START Data shown

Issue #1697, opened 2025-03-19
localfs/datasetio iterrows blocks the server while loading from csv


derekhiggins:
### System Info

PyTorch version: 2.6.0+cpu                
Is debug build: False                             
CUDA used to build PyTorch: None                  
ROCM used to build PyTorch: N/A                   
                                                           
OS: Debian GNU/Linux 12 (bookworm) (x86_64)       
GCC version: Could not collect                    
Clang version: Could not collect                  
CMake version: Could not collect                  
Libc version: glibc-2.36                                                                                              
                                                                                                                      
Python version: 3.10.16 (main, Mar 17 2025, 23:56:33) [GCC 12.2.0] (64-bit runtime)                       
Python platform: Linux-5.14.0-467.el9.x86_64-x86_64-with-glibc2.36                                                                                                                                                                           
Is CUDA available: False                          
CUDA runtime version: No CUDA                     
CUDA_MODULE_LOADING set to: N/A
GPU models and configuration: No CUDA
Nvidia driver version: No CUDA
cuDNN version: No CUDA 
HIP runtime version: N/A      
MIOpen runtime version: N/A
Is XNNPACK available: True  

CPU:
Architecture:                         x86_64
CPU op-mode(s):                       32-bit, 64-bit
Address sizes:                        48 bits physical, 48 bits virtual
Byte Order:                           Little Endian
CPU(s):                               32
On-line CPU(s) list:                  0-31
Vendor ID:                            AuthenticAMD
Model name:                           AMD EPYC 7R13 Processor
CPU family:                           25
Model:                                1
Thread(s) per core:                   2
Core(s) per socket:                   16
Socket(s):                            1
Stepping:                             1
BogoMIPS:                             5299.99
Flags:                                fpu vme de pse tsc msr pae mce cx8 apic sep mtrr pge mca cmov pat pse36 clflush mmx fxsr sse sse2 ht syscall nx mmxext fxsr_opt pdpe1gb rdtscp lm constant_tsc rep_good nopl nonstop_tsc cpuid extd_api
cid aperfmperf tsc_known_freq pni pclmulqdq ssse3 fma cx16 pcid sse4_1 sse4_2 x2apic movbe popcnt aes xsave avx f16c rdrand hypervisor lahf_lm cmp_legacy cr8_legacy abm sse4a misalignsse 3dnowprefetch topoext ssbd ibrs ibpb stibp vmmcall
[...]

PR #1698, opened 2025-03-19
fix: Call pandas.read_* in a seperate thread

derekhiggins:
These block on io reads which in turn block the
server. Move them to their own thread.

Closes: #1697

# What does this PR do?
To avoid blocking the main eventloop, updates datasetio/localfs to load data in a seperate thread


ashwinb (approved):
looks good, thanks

END Data shown
START Data shown

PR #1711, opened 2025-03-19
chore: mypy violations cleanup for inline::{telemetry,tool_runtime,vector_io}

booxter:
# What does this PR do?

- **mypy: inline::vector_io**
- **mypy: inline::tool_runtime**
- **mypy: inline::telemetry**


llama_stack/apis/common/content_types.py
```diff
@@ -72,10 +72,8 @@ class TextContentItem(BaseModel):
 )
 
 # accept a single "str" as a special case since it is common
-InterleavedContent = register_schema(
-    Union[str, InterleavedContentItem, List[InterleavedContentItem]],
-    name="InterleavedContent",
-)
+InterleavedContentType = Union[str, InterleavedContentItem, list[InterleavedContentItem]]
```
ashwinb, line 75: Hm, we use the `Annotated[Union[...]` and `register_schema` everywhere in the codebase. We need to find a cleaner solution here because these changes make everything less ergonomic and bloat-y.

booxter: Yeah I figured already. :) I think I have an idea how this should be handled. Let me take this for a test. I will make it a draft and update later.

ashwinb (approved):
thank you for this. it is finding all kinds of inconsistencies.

END Data shown

- _Assignment_:
From the material above, copy every line that has the word "collect" in it.

- _Exercise answer_:
GCC version: Could not collect                    
Clang version: Could not collect                  
CMake version: Could not collect                  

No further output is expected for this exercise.